Stored data:

>>>

PR #284, opened 2023-04-10
Cgroup1: Lower buffer size for uint reads

dcantah:
This was partly a brain fart on my end during review for this, we should only need 20 bytes to handle reading the largest unsigned 64 bit integer (21 if we for some reason wanted to read the line feed that's in all of these files to). Lets use 32 for a nice power of two though.

### DIFF
--- a/cgroup1/utils.go
+++ b/cgroup1/utils.go
@@ -137,7 +137,9 @@ func readUint(path string) (uint64, error) {
 	}
 	defer f.Close()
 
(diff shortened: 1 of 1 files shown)


manugupt1 (approved):

manugupt1:
We can close this: https://github.com/containerd/cgroups/pull/291 as I incorporated your changes here.

dcantah:
@manugupt1 perfect!

PR #285, opened 2023-04-11
Cgroup2: Testify all tests

dcantah:
Use require/assert for all the cgroup2 tests. These tests were in a weird spot where some of them used a mix of testify.assert, and some used `testify.require` in place of `if err != nil { t.Fatal() }`. This just moves everything over to `require.NoError` and friends.

### DIFF
--- a/cgroup2/manager_test.go
+++ b/cgroup2/manager_test.go
@@ -35,43 +35,35 @@ func TestEventChanCleanupOnCgroupRemoval(t *testing.T) {
 
 	cmd := exec.Command("cat")
 	stdin, err := cmd.StdinPipe()
-	if err != nil {
-		t.Fatalf("Failed to create cat process: %v", err)
-	}
-	if err := cmd.Start(); err != nil {
-		t.Fatalf("Failed to start cat process: %v", err)
-	}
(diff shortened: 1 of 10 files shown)


cgroup2/manager_test.go
```diff
@@ -147,35 +139,31 @@ func TestSystemdFullPath(t *testing.T) {
...
 	// Verify we have 5 pids before beginning Kill below.
 	pids, err := manager.Procs(true)
-	if err != nil {
-		t.Fatal(err)
-	}
-	if len(pids) != 5 {
-		t.Fatalf("expected 5 pids, got %d", len(pids))
-	}
+	require.NoError(t, err)
+	require.Equal(t, numProcs, len(pids), "pid count unexpected")
```
samuelkarp, line 162: testify does have a `Len` method too

```suggestion
	require.Len(t, pids, numProcs, "pid count unexpected")
```

samuelkarp (approved):

cgroup2/manager_test.go
dcantah: ack, swapping to this!

samuelkarp (approved):

PR #286, opened 2023-04-11
Cgroup2: Cleanup procs in TestKill

dcantah:
If the test fails before we get to calling manager.Kill we'll leak the 5 sleep processes, and its harmless to call this
at the end of the test also. This additionally removes the cmd.Process nil check as the comment in the stdlib states that
cmd.Process will be filled in if Start returns successfully.

### DIFF
--- a/cgroup2/manager_test.go
+++ b/cgroup2/manager_test.go
@@ -20,6 +20,7 @@ import (
 	"fmt"
 	"os"
 	"os/exec"
+	"syscall"
 	"testing"
 	"time"
 
@@ -147,9 +148,13 @@ func TestKill(t *testing.T) {
 	)
 	for i := 0; i < numProcs; i++ {
 		cmd := exec.Command("sleep", "infinity")
+		// Don't leak the process if we fail to join the cg,
+		// send sigkill after tests over.
+		cmd.SysProcAttr = &syscall.SysProcAttr{
+			Pdeathsig: syscall.SIGKILL,
+		}
 		err = cmd.Start()
 		require.NoError(t, err)
-		require.NotNil(t, cmd.Process, "process is nil")
 
 		err = manager.AddProc(uint64(cmd.Process.Pid))
 		require.NoError(t, err)


manugupt1 (approved):

manugupt1:
Just a small comment: Should we kill all managers on cleanup using manager.Kill?

dcantah:
@manugupt1 I did a Kill on anything that actually launched any processes, I'd say it's case by case BUT we could add a test helper in a follow up here to check the number of processes running -> Call Kill if there is any -> Always call delete

manugupt1:
Oh okay! I was just wondering.

dcantah:
I think it's a good idea! It's easy to forget to cleanup so if future authors see we always just call 'CleanupCgroup' or something similar the situation would be better I think

cgroup2/manager_test.go
```diff
@@ -156,9 +156,10 @@ func TestKill(t *testing.T) {
 		if err := cmd.Start(); err != nil {
 			t.Fatal(err)
 		}
-		if cmd.Process == nil {
-			t.Fatal("Process is nil")
-		}
+		t.Cleanup(func() {
+			_ = cmd.Process.Kill()
```
fuweid, line 160: Maybe we should consider to add Pdeathsig to the process. Even if the test process has been killed and no chance to kill the sleep, the kernel will help us to do that.

REF: https://pkg.go.dev/syscall#SysProcAttr

dcantah: Not a bad idea, let me trial this tonight

dcantah: Swapped to this, thanks @fuweid

fuweid (approved):
LGTM

dcantah:
Oh woops, I just realized your comment for calling `manager.Kill` was on this PR and not https://github.com/containerd/cgroups/pull/282. So the rationale here is if the process failed to join the cg we'd leak it. There's another test that adds a process to a cg here (`TestMoveTo`) which is annoying as we can't call Kill on the cg, so I've changed that test to launch `sleep infinity` as well, I'll add the same Pdeathsig option on that PR.

dcantah:
Resolved merge conflicts from https://github.com/containerd/cgroups/commit/55c197e1d2d12f14193ffaac88166feaf4ddc932

estesp (approved):

PR #290, opened 2023-04-23
NewSystemd handles UnitExists when starting units

### LINKED ISSUE #279: NewSystemd must not ignore UnitExists
This is the same issue as described in https://github.com/opencontainers/runc/issues/3780

In short, `NewSystemd` ignores `UnitExists` error from systemd, as a result the PID is not added to the proper systemd unit and thus the cgroup.

See the above issue for details as to how that may happen.

See the https://github.com/opencontainers/runc/pull/3782 as to how this might be fixed.

mmerkes:
As done in this runc PR
https://github.com/opencontainers/runc/pull/3782,
UnitExists errors are no longer ignored when starting units. If it already exists, we attempt to reset the failed unit and retry once. Otherwise, we fail. See https://github.com/containerd/cgroups/issues/279 for more context.

Fixes #279 

In generally, [I'm following runc's example](https://github.com/kolyshkin/runc/blob/82bc89cd10eb5fa5fdb5d77e41b7ea3c07f9d834/libcontainer/cgroups/systemd/common.go#L127-L174) and making this code more robust. See code and commit for more details. Ideally, we'd reuse the code, but don't currently have a dependency on `runc` as a library here and I don't have enough context to know if that would be reasonable or not.

### DIFF
--- a/cgroup2/manager.go
+++ b/cgroup2/manager.go
@@ -870,20 +870,67 @@ func NewSystemd(slice, group string, pid int, resources *Resources) (*Manager, e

<<<

# PROBLEM STATEMENT
If a line in the records above contains "exec", copy that line.

# SOLUTION FOR THIS TASK
 	cmd := exec.Command("cat")
 	"os/exec"
 		cmd := exec.Command("sleep", "infinity")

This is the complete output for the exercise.